Segment Open

PR #2065, opened 2023-03-14
RSDK-2326 Do not build modular resources that fail validation

benjirewis:
RSDK-2326

Follow up to RSDK-1820. Adds `ValidateConfig` calls before `processComponent` and `processService` to check whether we should build the resources at all. Adds better safeguards against missing motors for `mybase`. Tests that modular components that fail validation will not cause RDK failure and are not built.

Just like with regular validation, we should not actually build resources that fail modular validation.

### DIFF
--- a/examples/customresources/demos/complexmodule/moduletest/module_test.go
+++ b/examples/customresources/demos/complexmodule/moduletest/module_test.go
@@ -361,7 +361,7 @@ func touchFile(path string) error {
 }
 
 func TestValidationFailure(t *testing.T) {
-	logger := golog.NewTestLogger(t)
+	logger, logs := golog.NewObservedTestLogger(t)
 
 	// bad_modular_validation.json contains a "mybase" modular component that will
 	// fail modular Validation due to a missing "motorL" attribute.
@@ -397,7 +397,7 @@ func TestValidationFailure(t *testing.T) {
 		test.That(t, rc.Close(context.Background()), test.ShouldBeNil)
 	}()
 
-	// Assert that motors were added but base was not due to failed Validation.
+	// Assert that motors were added but base was not.
 	_, err = rc.ResourceByName(motor.Named("motor1"))
 	test.That(t, err, test.ShouldBeNil)
 	_, err = rc.ResourceByName(motor.Named("motor2"))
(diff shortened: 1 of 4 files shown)


examples/customresources/demos/complexmodule/moduletest/module_test.go
```diff
@@ -37,8 +37,8 @@ func TestComplexModule(t *testing.T) {
 	// Modify the example config to run directly, without compiling the module first.
 	cfgFilename, port, err := modifyCfg(utils.ResolveFile("examples/customresources/demos/complexmodule/module.json"), logger)
 	test.That(t, err, test.ShouldBeNil)
-	defer func(){
-			test.That(t, os.Remove(cfgFilename), test.ShouldBeNil)
+	defer func() {
```
benjirewis, line 40: Sorry for all these changes, my gofmt when a little crazy 🤷🏻 .

examples/customresources/demos/complexmodule/moduletest/module_test.go
```diff
@@ -359,3 +359,50 @@ func touchFile(path string) error {
...
+	}()
+
+	// Assert that motors were added but base was not due to failed Validation.
+	_, err = rc.ResourceByName(motor.Named("motor1"))
+	test.That(t, err, test.ShouldBeNil)
+	_, err = rc.ResourceByName(motor.Named("motor2"))
+	test.That(t, err, test.ShouldBeNil)
+	_, err = rc.ResourceByName(base.Named("base1"))
+	test.That(t, err, test.ShouldNotBeNil)
+	test.That(t, err.Error(), test.ShouldResemble, `resource "rdk:component:base/base1" not found`)
```
Otterverse, line 407: I'm not sure this is testing the functionality you're adding. Won't the results be the same if the error occurs during building the component, rather than during validation? E.g. either failure cause results in a missing resource here, right?

I'd suggest you check the output of the server to see that it failed with the config validation error you expect as well.

Otterverse (changes requested):
Looks good for the most part, and good to add a safer path here with validation, but the test case (I think) isn't actually testing the new functionality.

examples/customresources/demos/complexmodule/moduletest/module_test.go
benjirewis: Great point; with the new guards in `mybase`, this now passes with or without the changes to `resource_manager.go`. I'll keep this assertion in, as we do want to assert that the base is not built. I've added two assertions to test that a modular validation failure is present in the server output and a build failure is not.

examples/customresources/models/mybase/mybase.go
```diff
@@ -70,6 +70,12 @@ func (base *MyBase) Reconfigure(cfg config.Component, deps registry.Dependencies
 		}
 	}
 
+	if base.left == nil {
+		return errors.Errorf("mybase %q is missing left motor", cfg.Name)
+	}
+	if base.right == nil {
+		return errors.Errorf("mybase %q is missing right motor", cfg.Name)
+	}
```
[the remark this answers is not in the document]
benjirewis: Done.

cheukt (approved):

Otterverse (approved):
LGTM!

PR #2067, opened 2023-03-15
[DATA-1230]  Fix collector capture triggered on every Update call, not respecting existing ticker.

AaronCasas:
# Context
While setting up our canary bot, it was [discovered](https://docs.google.com/document/d/1E9komzJPzZRX__-6QiyYy1CPoCu9wJJP-pW4Hv74Ckk/edit) that during a period with repeated config changes and restarts, far more data was captured than was expected.

I believe the root cause is that currently we kick off new collectors every time `Update` is called, regardless of whether or not the component/method configuration is new. ~Because `.Collect` starts with a capture then starts a new ticker, this means that instead of capturing every `interval`, we capture every `min(interval, time_since_last_update_call)`. In cases with infrequent capture or cases where Update is being called very frequently, both of which occurred during the problematic period with the canary bot, our capture rate can significantly diverge from what is configured.~  EDIT: This is not accurate, we do not capture at start up of a ticker. So this is still a bug, but in the opposite direction - every Update call causes the ticker to reset, causing us to capture _less_ often than we'd expect/intend.

# Fix
In the case where a component/method data capture configuration has not changed, we no longer kill the previous collector and start a new one, we just let the old one continue to run. This allows it to continue respecting its configured interval/ticker.

# Testing
Validated existing tests still work with:
```
datamanager$ go test -race ./... --count=20
ok      go.viam.com/rdk/services/datamanager    4.744s
ok      go.viam.com/rdk/services/datamanager/builtin    224.396s
ok      go.viam.com/rdk/services/datamanager/datacapture        3.615s
ok      go.viam.com/rdk/services/datamanager/datasync   3.796s [no tests to run]
?       go.viam.com/rdk/services/datamanager/internal   [no test files]
?       go.viam.com/rdk/services/datamanager/model      [no test files]
?       go.viam.com/rdk/services/datamanager/register   [no test files]
```

Will push to canary bot and recreate the initial scenario tomorrow.

### DIFF
--- a/services/datamanager/builtin/builtin.go
+++ b/services/datamanager/builtin/builtin.go
@@ -6,6 +6,7 @@ import (
 	"fmt"
 	"os"
 	"path/filepath"
+	"reflect"
 	"strings"
 	"sync"
 	"time"
@@ -15,6 +16,7 @@ import (
 	"github.com/pkg/errors"
 	"go.uber.org/zap"
 	goutils "go.viam.com/utils"
+	"golang.org/x/exp/slices"
 
 	"go.viam.com/rdk/components/generic"
 	"go.viam.com/rdk/config"
@@ -77,6 +79,20 @@ type dataCaptureConfig struct {
 	Disabled           bool              `json:"disabled"`
 	RemoteRobotName    string            // Empty if this component is locally accessed
 	Tags               []string          `json:"tags"`
+}
+
+func (c *dataCaptureConfig) Equals(other *dataCaptureConfig) bool {
+	return c.Name == other.Name &&
+		c.Model == other.Model &&
+		c.Type == other.Type &&
+		c.Method == other.Method &&
+		c.CaptureFrequencyHz == other.CaptureFrequencyHz &&
+		c.CaptureQueueSize == other.CaptureQueueSize &&
+		c.CaptureBufferSize == other.CaptureBufferSize &&
+		c.Disabled == other.Disabled &&
+		c.RemoteRobotName == other.RemoteRobotName &&
+		slices.Compare(c.Tags, other.Tags) == 0 &&
+		reflect.DeepEqual(c.AdditionalParams, other.AdditionalParams)
 }
 
 type dataCaptureConfigs struct {
@@ -242,11 +258,16 @@ func (svc *builtIn) initializeOrUpdateCollector(
 	// TODO: DATA-451 https://viam.atlassian.net/browse/DATA-451 (validate method params)
 
 	if storedCollectorParams, ok := svc.collectors[componentMetadata]; ok {
-		collector := storedCollectorParams.Collector
-		collector.Close()
+		if storedCollectorParams.Attributes.Equals(&attributes) {
+			// If the attributes have not changed, do nothing.
+			return &componentMetadata, nil
+		} else {
+			// If the attributes have changed, close the existing collector.
+			storedCollectorParams.Collector.Close()
+		}
 	}
 
-	// Get the resource corresponding to the component subtype and name.
+	// If one did not already exist or the outdated one was just closed, build a new one.
 
 	// Get the resource from the local or remote robot.
 	var res interface{}
--- a/services/datamanager/builtin/builtin.go
+++ b/services/datamanager/builtin/builtin.go
@@ -232,7 +232,7 @@ func getDurationFromHz(captureFrequencyHz float32) time.Duration {
 // Initialize a collector for the component/method or update it if it has previously been created.
 // Return the component/method metadata which is used as a key in the collectors map.
 func (svc *builtIn) initializeOrUpdateCollector(
-	collectorID componentMethodMetadata,
+	md componentMethodMetadata,
 	attributes dataCaptureConfig) (
 	*collectorAndConfig, error,
 ) {
@@ -245,10 +245,10 @@ func (svc *builtIn) initializeOrUpdateCollector(
 
 	// TODO: DATA-451 https://viam.atlassian.net/browse/DATA-451 (validate method params)
 
-	if storedCollectorAndConfig, ok := svc.collectors[collectorID]; ok {
+	if storedCollectorAndConfig, ok := svc.collectors[md]; ok {
 		if storedCollectorAndConfig.Config.Equals(&attributes) {
 			// If the attributes have not changed, do nothing and leave the existing collector.
-			return svc.collectors[collectorID], nil
+			return svc.collectors[md], nil
 		} else {
 			// If the attributes have changed, close the existing collector.
 			storedCollectorAndConfig.Collector.Close()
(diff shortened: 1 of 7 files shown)


services/datamanager/builtin/builtin.go
```diff
@@ -77,6 +77,22 @@ type dataCaptureConfig struct {
...
+
+func (c *dataCaptureConfig) Equals(other *dataCaptureConfig) bool {
+	return c.Name == other.Name &&
+		c.Model == other.Model &&
+		c.Type == other.Type &&
+		c.Method == other.Method &&
+		c.CaptureFrequencyHz == other.CaptureFrequencyHz &&
+		c.CaptureQueueSize == other.CaptureQueueSize &&
+		c.CaptureBufferSize == other.CaptureBufferSize &&
+		c.Disabled == other.Disabled &&
```
tahiyasalam, line 91: [q]: Would we still want a new collector is the capture was enabled, disabled and then re-enabled or would we just want the old one to run?

services/datamanager/builtin/builtin.go
```diff
@@ -193,16 +209,15 @@ func (svc *builtIn) flushCollectors() {
...
-	Attributes dataCaptureConfig
+	Collector data.Collector
+	Config    dataCaptureConfig
 }
 
 // Identifier for a particular collector: component name, component model, component type,
 // method parameters, and method name.
 type componentMethodMetadata struct {
 	ComponentName  string
 	ComponentModel resource.Model
```
tahiyasalam, line 220: [q]: Why was MethodParams removed from here?

services/datamanager/builtin/builtin.go
```diff
@@ -217,21 +232,10 @@ func getDurationFromHz(captureFrequencyHz float32) time.Duration {
 // Initialize a collector for the component/method or update it if it has previously been created.
 // Return the component/method metadata which is used as a key in the collectors map.
 func (svc *builtIn) initializeOrUpdateCollector(
+	md componentMethodMetadata,
```
tahiyasalam, line 235: [nit]: I think componentMethodMetadata is confusing. It seems like this is just meant to identify a particular collector. In that case, does collectorMetadata make sense?

services/datamanager/builtin/builtin.go
```diff
@@ -217,21 +232,10 @@ func getDurationFromHz(captureFrequencyHz float32) time.Duration {
...
 	attributes dataCaptureConfig) (
```
tahiyasalam, line 236: [nit]: Maybe this should just be config then, like above?

tahiyasalam (commented):
Did a first pass and mostly just questions on my end. Feel free to re-request once questions are answered and will look again. Thanks for the quick fix!

services/datamanager/builtin/builtin.go
AaronCasas: I think we'd want a new collector, since there's that interim period where we don't want it running at all.

services/datamanager/builtin/builtin.go
AaronCasas: I removed it because `componentMethodMetadata` is basically uniquely defining/identifying "thing that can be collected", while `dataCaptureConfig` defines "configuration for a specific collector". I _thought_ MethodParams doesn't need to be in the former because we don't support capturing the same component/method with multiple collectors at the same time with different params... but looking in the UI, we totally do support that (e.g. capturing a camera as png and jpeg). So readded

services/datamanager/builtin/builtin.go
AaronCasas: I had switched back and forth about renaming this collectorID - would that be more clear?

services/datamanager/builtin/builtin.go
AaronCasas: Done

services/datamanager/builtin/builtin.go
```diff
@@ -421,7 +425,7 @@ func (svc *builtIn) Update(ctx context.Context, cfg *config.Config) error {
 		}
 	}
 
-	allComponentAttributes, err := buildDataCaptureConfigs(cfg)
+	allComponentAttributes, err := buildDataCaptureConfigs(cfg, svcConfig.CaptureDir)
```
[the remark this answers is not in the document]
AaronCasas: Done

tahiyasalam (approved):
LGTM! Another bug squashed 🐛

services/datamanager/builtin/builtin.go
```diff
@@ -217,73 +234,66 @@ func getDurationFromHz(captureFrequencyHz float32) time.Duration {
...
-	componentMetadata := componentMethodMetadata{
-		ComponentName:  attributes.Name,
-		ComponentModel: attributes.Model,
-		MethodParams:   fmt.Sprintf("%v", attributes.AdditionalParams),
-		MethodMetadata: metadata,
-	}
 	// Build metadata.
-	captureMetadata, err := datacapture.BuildCaptureMetadata(attributes.Type, attributes.Name,
-		attributes.Model, attributes.Method, attributes.AdditionalParams, attributes.Tags)
+	captureMetadata, err := datacapture.BuildCaptureMetadata(config.Type, config.Name,
```
agreenb, line 242: Thanks for the rename here, as we might start using the config's component Attributes soon which would have gotten confusing.

services/datamanager/builtin/builtin.go
agreenb: +1 to collectorID.

services/datamanager/builtin/builtin.go
```diff
@@ -217,73 +234,66 @@ func getDurationFromHz(captureFrequencyHz float32) time.Duration {
...
 		return nil, err
 	}
 
 	// TODO: DATA-451 https://viam.atlassian.net/browse/DATA-451 (validate method params)
 
-	if storedCollectorParams, ok := svc.collectors[componentMetadata]; ok {
-		collector := storedCollectorParams.Collector
-		collector.Close()
+	if storedCollectorAndConfig, ok := svc.collectors[md]; ok {
+		if storedCollectorAndConfig.Config.Equals(&config) {
```
agreenb, line 251: Nice work with the Equals implementation.

services/datamanager/builtin/builtin.go
```diff
@@ -436,31 +443,44 @@ func (svc *builtIn) Update(ctx context.Context, cfg *config.Config) error {
...
 				}
 			}
 		}
 	}
 
-	// If a component/method has been removed from the config, close the collector and remove it from the map.
-	for componentMetadata, params := range svc.collectors {
-		if _, present := newCollectorMetadata[componentMetadata]; !present {
-			params.Collector.Close()
-			delete(svc.collectors, componentMetadata)
```
agreenb, line 461: Great, confirming that now if we remove a collector from the config, it will be replaced via `svc.collectors = newCollectors` below and then get reset if re-added into the config.

agreenb (approved):
Really awesome work on squashing more bugs, and cleaning up the code as you go! LGTM. 💯 

Thanks for the detailed PR description, really helpful. Request to update the PR title and create a ticket for the ticker issue.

Segment Closed

:: INSTRUCTIONS TO FOLLOW ::
The answer must consist of each line from the entries that contains the string "particular".

:: RESPONSE ::
 // Identifier for a particular collector: component name, component model, component type,
tahiyasalam, line 235: [nit]: I think componentMethodMetadata is confusing. It seems like this is just meant to identify a particular collector. In that case, does collectorMetadata make sense?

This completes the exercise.